On maintaining a milk supply while traveling: “A mother who has a flexible schedule while traveling may take regular breaks to express her milk. Milk expression approximating the frequency with which the infant or child typically nurses (generally every 2-3 hours for infants less than 6 months old) helps a mother maintain her milk supply. Certainly, the longer the separation between the nursing mother and child, the more difficult it is to maintain a full milk supply. In general, separation of a week or less usually poses no major problem for a mother wishing to maintain breastfeeding during separation from her child. This duration becomes more flexible and can be maintained for a longer period of time as the child grows older and complementary foods play a greater role in the child’s diet. In many cases, after returning from travel, a nursing infant or child will help bring her milk supply to its prior level. Depending on her destination, a mother may need to plan for alternative methods of milk expression. Intermittent milk expression can be done manually or with the help of a small battery or manual breast pump. However, to maintain an abundant milk supply over an extended period of time, a woman may have greater success using a hospital-grade double breast electric pump.”

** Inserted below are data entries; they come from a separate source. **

PR #255, opened 2018-05-22
MH-12868: Make frame-by-frame skipping function in the editor use the "actual" framerate

JulianKniephoff:
This makes the admin UI tools endpoint return the framerate of the preview videos used for editing and previewing. This is then in turn used by the frontend to make the left and right key actually skip the correct amount of time (= 1 / framerate).

The assumption here is, of course, that the preview video has the same framerate as the end product. Otherwise, a skip of `1 / preview_fps` is meaningless.

Note also that seeking `1 / fps` seconds is kind of a hack, but there is currently no standard (also also not really any non-standard, barring [this](https://developer.mozilla.org/en-US/docs/Web/API/HTMLMediaElement/seekToNextFrame)) way of controlling a video element in a frame-precise manner.


lkiesow:
A patch like this shouldn't go into 3.x anymore, should it?

gregorydlogan:
I could see the argument that the scrubber is inaccurate, therefore this is a bug fix.  But I'd feel more comfortable punting this into 5.x or develop so that more eyes see it.  4.x if we have to, but 5.x is where QA is going to be focused.

JulianKniephoff:
@lkiesow I wasn't sure, but my thinking was along the lines of what @gregorydlogan said. I have no strong opinion on this, though; will retarget today. :smiley:

JulianKniephoff:
Done, btw. Just in case GitHub does not notify in the case of a redirect and/or push.

I can never remember what GitHub sends notifications for. :sweat_smile:

gregorydlogan:
As is this dumps files in admin-ui/.tmp and admin-ui/coverage.  I also can't see to get the admin UI to work right, but then that's true regardless of whether this patch is included or not.

gregorydlogan (changes requested):
Works as expected, aside from the junk left in the module directory.  Fix that and we're ready to go.

JulianKniephoff:
@gregorydlogan not sure what you mean. It builds cleanly for me, with no untracked files left behind. Maybe your's were leftovers from some previous build on a different branch, where they were ignored or something? (Which somewhat ironically is exactly the scenario I wanted to fix with #253.)

I just rebased the branch on the current `r/5.x` and pushed that, maybe that helps somehow? :thinking:

gregorydlogan:
Fair enough, double checked and no longer see the issue.  Merged!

On storing and handling while traveling: “Expressed milk should be stored in clean, tightly sealed containers. Any container may be used if it can be thoroughly cleaned with hot, soapy water and if it seals tightly. Many mothers choose to use infant feeding bottles with solid caps to store milk. Milk may be stored and transported in refrigeration, or frozen in dry ice. Freshly expressed milk is safe for infant consumption even when stored at room temperature for up to 6–8 hours.
Fresh milk may be safely stored in an insulated cooler bag with frozen ice packs for up to 24 hours. Refrigerated milk can be stored for 5 days. Once milk is cooled, it should remain cool until the milk is consumed. Refrigerated milk can subsequently be frozen, however once frozen milk is fully thawed it should be used within one hour. Because of these requirements, a breastfeeding mother needs to consider access to safe storage options in making her decision whether to keep her expressed milk to bring back to her infant or child, or to discard it before returning home. Depending upon the destination, if no reliable milk storage is available, a mother traveling without her nursing infant or child may need to discard her expressed milk. In such a situation it is important to recognize the value of regular expression while separated to help her maintain her milk supply until she and her nursing infant or child can be reunited, regardless if milk is stored.”